◆ GOAL OF THE EXERCISE ◆
Look for the word "your". Copy every line of the listing where it occurs.

◆ DATA SUPPLIED ◆
______________________________
PR #2709, opened 2018-05-31
Automatically include stylecop.json

### LINKED ISSUE #2698: Automatically consume stylecop.json if it exists
I'd like to contribute a feature to the NuGet package where StyleCop can automatically consume my `stylecop.json`.

I'd like to add a file to the package `build\StyleCop.Analyzers.props` which will search the directory structure of a code base for `stylecop.json` and include it.  Alternatively, users can just set a property like `StyleCopJsonPath` and it will get added appropriately.

```xml
<Project>
  <PropertyGroup>
    <!-- Walk up the directory tree looking for a stylecop.json -->
    <StyleCopJsonPath Condition=" '$(StyleCopJsonPath)' == '' ">$([MSBuild]::GetPathOfFileAbove('stylecop.json'))<StyleCopJsonPath>
  </PropertyGroup>

  <!-- Add $(StyleCopJsonPath) to <AdditionalFiles /> if the property is set and exists -->
  <ItemGroup Condition=" '$(StyleCopJsonPath)' != '' And Exists($(StyleCopJsonPath)) ">
    <AdditionalFiles Include="$(StyleCopJsonPath)">
      <Link>stylecop.json</Link>
    </AdditionalFiles>
  </ItemGroup>
</Project>
```

This would make it so I can just add a `<PackageReference />` and create a `stylecop.json` in the root of my repository.  Thoughts?

jeffkl:
For legacy projects and older MSBuild, simply add the item as hidden and it will show up as a None item but still be passed as an AdditionalFiles item

For newer MSBuild, remove stylecop.json from None and add it to AdditionalFiles unless its already been done by the user.

Fixes #2698

### DIFF
--- a/DOCUMENTATION.md
+++ b/DOCUMENTATION.md
@@ -44,7 +44,7 @@ Describes the configuration options for StyleCop.Analyzers
 
 **[How to enable the configuration](documentation/EnableConfiguration.md)**
 
-Describes how to enable the **stylecop.json** file for usage.
+Describes how to enable the **stylecop.json** file for usage in version 1.1.0 and below of the StyleCop.Analyzers package.
 
 **[Known changes](documentation/KnownChanges.md)**
 
--- a/StyleCop.Analyzers/StyleCop.Analyzers.CodeFixes/build/MSBuild15.props
+++ b/StyleCop.Analyzers/StyleCop.Analyzers.CodeFixes/build/MSBuild15.props
@@ -1,0 +1,35 @@
+﻿<?xml version="1.0" encoding="utf-8" ?>
+<!--
+  Copyright (c) Tunnel Vision Laboratories, LLC. All Rights Reserved.
+  Licensed under the Apache License, Version 2.0. See LICENSE in the project root for license information.
+-->
+<Project xmlns="http://schemas.microsoft.com/developer/msbuild/2003">
+  <ItemGroup Condition="Exists('stylecop.json')">
+    <!--
+      If stylecop.json exists in the project directory add it to <AdditionalFiles /> automatically.  The point of
+      this is that the user sees the file in Visual Studio Solution Explorer but they don't understand that they
+      need to add it to the <AdditionalFiles /> item group.
+      
+      1. Legacy project system - Files in the project directory are in an explicit <None /> item.
+      2. New project system - Files in the project directory are implicitly added to the <None /> item through a glob.
+    -->
+    <None Remove="stylecop.json" />
+
+    <AdditionalFiles Include="stylecop.json" Condition=" '@(AdditionalFiles->EndsWith('stylecop.json', System.StringComparison.OrdinalIgnoreCase))' != 'true' " />
+  </ItemGroup>
+
+  <ItemGroup Condition="!Exists('stylecop.json')">
+    <!--
+      If stylecop.json doesn't exist in the project directory, search parent directories for one.  This allows user
+      to simply create a file at the root of their repository and this will automatically include it.
+    -->
+    <AdditionalFiles Include="$([MSBuild]::GetPathOfFileAbove(stylecop.json, $(MSBuildProjectDirectory)..))"
+                     Condition=" '@(AdditionalFiles->EndsWith('stylecop.json', System.StringComparison.OrdinalIgnoreCase))' != 'true' And Exists('$([MSBuild]::GetPathOfFileAbove(stylecop.json, $(MSBuildProjectDirectory)..))')">
+      <!--
+        Show the file as a link as if its in the project directory so users can open it up in Visual Studio easily
+        and they know its affecting each project.
+      -->
+      <Link>stylecop.json</Link>
+    </AdditionalFiles>
+  </ItemGroup>
+</Project>
--- a/StyleCop.Analyzers/StyleCop.Analyzers.CodeFixes/build/MSBuildOld.props
+++ b/StyleCop.Analyzers/StyleCop.Analyzers.CodeFixes/build/MSBuildOld.props
@@ -1,0 +1,39 @@
+﻿<?xml version="1.0" encoding="utf-8" ?>
+<!--
+  Copyright (c) Tunnel Vision Laboratories, LLC. All Rights Reserved.
+  Licensed under the Apache License, Version 2.0. See LICENSE in the project root for license information.
+-->
+<Project xmlns="http://schemas.microsoft.com/developer/msbuild/2003">
+  <!--
+    This file is imported by versions of MSBuild older than 15.0 and must use compatible syntax.
+  -->
+
+  <ItemGroup Condition=" Exists('stylecop.json')">
+    <!--
+      If stylecop.json exists in the project directory add it to <AdditionalFiles /> automatically.  The point of
+      this is that the user sees the file in Visual Studio Solution Explorer but they don't understand that they
+      need to add it to the <AdditionalFiles /> item group.
+      
+      In this case, copy it to <AdditionalFiles /> and hide it so it doesn't show up twice and the user doesn't
+      have to do anything.
+    -->
+    <AdditionalFiles Include="stylecop.json">
+      <Visible>False</Visible>
+    </AdditionalFiles>
+  </ItemGroup>
+
+  <ItemGroup Condition=" !Exists('stylecop.json')">
+    <!--
+      If stylecop.json doesn't exist in the project directory, search parent directories for one.  This allows user
+      to simply create a file at the root of their repository and this will automatically include it.
+    -->
+    <AdditionalFiles Include="$([MSBuild]::GetDirectoryNameOfFileAbove($(MSBuildProjectDirectory).., stylecop.json))\stylecop.json"
+                     Condition="Exists('$([MSBuild]::GetDirectoryNameOfFileAbove($(MSBuildProjectDirectory).., stylecop.json))\stylecop.json')">
+      <!--
+        Show the file as a link as if its in the project directory so users can open it up in Visual Studio easily
+        and they know its affecting each project.
+      -->
+      <Link>stylecop.json</Link>
+    </AdditionalFiles>
+  </ItemGroup>
+</Project>
--- a/StyleCop.Analyzers/StyleCop.Analyzers.CodeFixes/build/StyleCop.Analyzers.targets
+++ b/StyleCop.Analyzers/StyleCop.Analyzers.CodeFixes/build/StyleCop.Analyzers.targets
@@ -1,0 +1,28 @@
+﻿<?xml version="1.0" encoding="utf-8" ?>
+<!--
+  Copyright (c) Tunnel Vision Laboratories, LLC. All Rights Reserved.
+  Licensed under the Apache License, Version 2.0. See LICENSE in the project root for license information.
+-->
+<Project xmlns="http://schemas.microsoft.com/developer/msbuild/2003">
+  <!--
+    Attempt to automatically include stylecop.json in the <AdditionalFiles /> item group.
+    
+    To disable this functionality, set the MSBuild property "AutoIncludeStyleCopJson" to "false".  Example:
+    
+    <PropertyGroup>
+      <AutoIncludeStyleCopJson>false</AutoIncludeStyleCopJson>
+    </PropertyGroup>
+  -->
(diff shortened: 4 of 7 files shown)


jeffkl:
I tested with legacy projects with MSBuild 15.0 and MSBuild 4.0 as well as new SDK-style projects and MSBuild 15.0.

If you've already manually moved `stylecop.json` to `AdditionalFiles`, it is left alone, otherwise it is removed from `None` and added to `AdditionalFiles`.

The logic also walks up the directory structure for a `stylecop.json` so you can simply create one at the root of your repo and it will automatically be picked up.

I'm pretty sure this makes the [enabling stylecop.json documentation](https://github.com/DotNetAnalyzers/StyleCopAnalyzers/blob/master/documentation/EnableConfiguration.md) obsolete.  Should I update it?

sharwell:
> I'm pretty sure this makes the enabling stylecop.json documentation obsolete. Should I update it?

Yep 👍

StyleCop.Analyzers/StyleCop.Analyzers.CodeFixes/build/MSBuildOld.props
```diff
@@ -0,0 +1,39 @@
+﻿<?xml version="1.0" encoding="utf-8" ?>
+<!--
+  Copyright (c) Tunnel Vision Laboratories, LLC. All Rights Reserved.
+  Licensed under the Apache License, Version 2.0. See LICENSE in the project root for license information.
+-->
+<Project xmlns="http://schemas.microsoft.com/developer/msbuild/2003">
```
sharwell: ❓ If we leave out the `xmlns`, will it still work in Visual Studio 2015?

StyleCop.Analyzers/StyleCop.Analyzers.CodeFixes/build/MSBuild15.props
```diff
@@ -0,0 +1,35 @@
...
+      
+      1. Legacy project system - Files in the project directory are in an explicit <None /> item.
+      2. New project system - Files in the project directory are implicitly added to the <None /> item through a glob.
+    -->
+    <None Remove="stylecop.json" />
+
+    <AdditionalFiles Include="stylecop.json" Condition=" '@(AdditionalFiles->EndsWith('stylecop.json', System.StringComparison.OrdinalIgnoreCase))' != 'true' " />
+  </ItemGroup>
+
+  <ItemGroup Condition="!Exists('stylecop.json')">
```
sharwell: ❓ Why separate this into the two cases? It seems like it would be simpler to combine the two cases into one.

StyleCop.Analyzers/StyleCop.Analyzers.CodeFixes/build/MSBuild15.props
```diff
@@ -0,0 +1,35 @@
...
+    <!--
+      If stylecop.json doesn't exist in the project directory, search parent directories for one.  This allows user
+      to simply create a file at the root of their repository and this will automatically include it.
+    -->
+    <AdditionalFiles Include="$([MSBuild]::GetPathOfFileAbove(stylecop.json, $(MSBuildProjectDirectory)..))"
+                     Condition=" '@(AdditionalFiles->EndsWith('stylecop.json', System.StringComparison.OrdinalIgnoreCase))' != 'true' And Exists('$([MSBuild]::GetPathOfFileAbove(stylecop.json, $(MSBuildProjectDirectory)..))')">
```
sharwell: :memo: Seems like this condition is unnecessary (it comes up a few other places as well). During upgrade, users can either add the `AutoIncludeStyleCopJson` property or delete their own explicit `<AdditionalFiles>` elements to account for the change in behavior.

StyleCop.Analyzers/StyleCop.Analyzers.CodeFixes/build/StyleCop.Analyzers.targets
```diff
@@ -0,0 +1,28 @@
+﻿<?xml version="1.0" encoding="utf-8" ?>
```
sharwell: ❗️ This needs to be **StyleCop.Analyzers.props**.

StyleCop.Analyzers/StyleCop.Analyzers.CodeFixes/build/StyleCop.Analyzers.targets
```diff
@@ -0,0 +1,28 @@
...
+  <!--
+    Attempt to automatically include stylecop.json in the <AdditionalFiles /> item group.
+    
+    To disable this functionality, set the MSBuild property "AutoIncludeStyleCopJson" to "false".  Example:
+    
+    <PropertyGroup>
+      <AutoIncludeStyleCopJson>false</AutoIncludeStyleCopJson>
+    </PropertyGroup>
+  -->
+  <ImportGroup Condition=" '$(AutoIncludeStyleCopJson)' != 'false' ">
```
sharwell: :memo: Might need to move this condition to the `<ItemGroup>` elements in the imported files since the import group will be evaluated before the properties in the main project file take effect.

StyleCop.Analyzers/StyleCop.Analyzers.CodeFixes/build/MSBuild15.props
```diff
@@ -0,0 +1,35 @@
...
+<!--
+  Copyright (c) Tunnel Vision Laboratories, LLC. All Rights Reserved.
+  Licensed under the Apache License, Version 2.0. See LICENSE in the project root for license information.
+-->
+<Project xmlns="http://schemas.microsoft.com/developer/msbuild/2003">
+  <ItemGroup Condition="Exists('stylecop.json')">
+    <!--
+      If stylecop.json exists in the project directory add it to <AdditionalFiles /> automatically.  The point of
+      this is that the user sees the file in Visual Studio Solution Explorer but they don't understand that they
+      need to add it to the <AdditionalFiles /> item group.
```
sharwell: > The point of this is that the user sees the file in Visual Studio Solution Explorer but they don't understand that they need to add it to the &lt;AdditionalFiles /&gt; item group.

This text makes sense for the feature request here on GitHub, but in the implementation itself you can focus more on the 'what'. It's probably safe to leave this sentence out.

documentation/EnableConfiguration.md
```diff
@@ -1,8 +1,15 @@
...
 
-At this time, the code fix is not able to fully configure the newly-created **stylecop.json** file for use. This is
-tracked in bug report [dotnet/roslyn#4655](https://github.com/dotnet/roslyn/issues/4655). In the mean time, users must
-manually perform the following additional steps after creating the **stylecop.json** file.
+## StyleCop.Analyzers v1.2 and above
+
+If you are using version 1.1.1 or newer, you no longer need to include stylecop.json using the methods below.  It is
+automatically included if it is next to the project or in a directory above the project.  
+
+## StyleCop.Analyzers v1.1 and below
```
sharwell: :bulb: Technically there is not yet a v1.1 stable package, so we don't need to increment the version. If you want, you can be specific in the text above to say:

> If you are using version 1.1.0 RC 2 or newer and place your **stylecop.json** file in the project directory or one of its ancestors (often including the solution directory), ...

DOCUMENTATION.md
```diff
@@ -44,7 +44,7 @@ Describes the configuration options for StyleCop.Analyzers
 
 **[How to enable the configuration](documentation/EnableConfiguration.md)**
 
-Describes how to enable the **stylecop.json** file for usage.
+Describes how to enable the **stylecop.json** file for usage in version 1.1.0 and below of the StyleCop.Analyzers package.
```
sharwell: :bulb: This probably doesn't need to change, because the configuration instructions are still relevant for users who place **stylecop.json** in a directory which is not on a path to the root from the project file.

sharwell:
:bulb: You can probably remove the following text:

https://github.com/DotNetAnalyzers/StyleCopAnalyzers/blob/065af6a475b335722b7f693626c2d7f3b40290e5/StyleCop.Analyzers/StyleCop.Analyzers.CodeFixes/Settings/SettingsFileCodeFixProvider.cs#L27-L31

StyleCop.Analyzers/StyleCop.Analyzers.CodeFixes/build/MSBuild15.props
jeffkl: If `stylecop.json` is in the project directory, there is almost guaranteed to already be a `<None />` item pointing to it.  I wanted to treat this case slightly differently by moving it to `<AdditionalItems />`.  However, if there is a `stylecop.json` in a parent folder, it gets added with a `Link` and any existing items are left alone.  

Technically I could combine them, I was just trying to be more exact.  I'm worried about the upgrade experience for users as they try out new versions of the package.  They already would have done the manual steps and upgrading could cause duplicates to show up in Solution Explorer.  If you're fine with some release notes documentation or something, I can simplify some of this.

StyleCop.Analyzers/StyleCop.Analyzers.CodeFixes/build/MSBuildOld.props
jeffkl: I am not sure, I didn't have a machine with Visual Studio 2015 to test it out.  Its probably safer to have it unless you have a strong opinion to leave it out.

StyleCop.Analyzers/StyleCop.Analyzers.CodeFixes/build/StyleCop.Analyzers.targets
jeffkl: If this is a `.props` file, it is imported _before_ the project items are declared.  This would make it impossible to move the `None` item to `AdditionalFiles`.  So I used `.targets` so the items are imported after the project items.

jeffkl:
I did some more testing and found a few snags.  I'm investigating how to make this work for all scenarios...

StyleCop.Analyzers/StyleCop.Analyzers.CodeFixes/build/StyleCop.Analyzers.targets
sharwell: It's important that the AdditionalFiles items be added in a .props file (before the project file is evaluated), or it becomes impossible to use `Update` functionality inside the project file to modify the included element.

StyleCop.Analyzers/StyleCop.Analyzers.CodeFixes/build/MSBuild15.props
sharwell: > If you're fine with some release notes documentation or something, I can simplify some of this.

If we get all the edge cases working, I'm totally fine with this.

sharwell:
@jeffkl I'm going to get the 1.1.0-beta008 out the door and then we can try again for beta009 for this change 😄

jeffkl:
Okay I might just close this PR.  There are a few complications:

1. Legacy projects don't show linked files in Solution Explorer.  If you have something like this in an import:

```xml
<ItemGroup>
  <AdditionalFiles Include="..\..\stylecop.json">
    <Link>stylecop.json</Link>
  </AdditionalFiles>
</ItemGroup>
```

It doesn't show up in Solution Explorer.  It still gets passed to the compiler and the stylecop config is read but its really hard to tell in Visual Studio where the configuration is coming from unless you manually add `stylecop.json` as a Solution Item.  It feels like a bad user experience.

2. New SDK-style projects don't need explicit items by default.  The auto-fix logic in StyleCop place an item directly in the project:

```xml
<ItemGroup>
  <None Include="stylecop.json" />
</ItemGroup>
```

But out-of-the-box SDK-style projects [include most files](https://github.com/dotnet/sdk/blob/master/src/Tasks/Microsoft.NET.Build.Tasks/targets/Microsoft.NET.Sdk.DefaultItems.props#L30) in `None` items unless you've set `EnableDefaultItems` to `false`.  I ran the fix logic under the debugger to try and come up with a way to make it work but the Roslyn Workspace object just doesn't have enough flexibility to read evaluated MSBuild properties or to add the file to disk but not add an item to the project.

So for SDK-style projects you end up with an item in the project and the import removes it and adds back one from a parent directory and again, it feels like a bad user experience. 

There does not appear to be a way to tell from a RoslynWorkspace if the project is legacy or SDK-style so its hard to have more advanced logic.  Perhaps you know if there is a way to get MSBuild properties?  Or to not add an explicit item to the project and just create the file?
______________________________
◆ EXERCISE ANSWER ◆
The logic also walks up the directory structure for a `stylecop.json` so you can simply create one at the root of your repo and it will automatically be picked up.
> If you are using version 1.1.0 RC 2 or newer and place your **stylecop.json** file in the project directory or one of its ancestors (often including the solution directory), ...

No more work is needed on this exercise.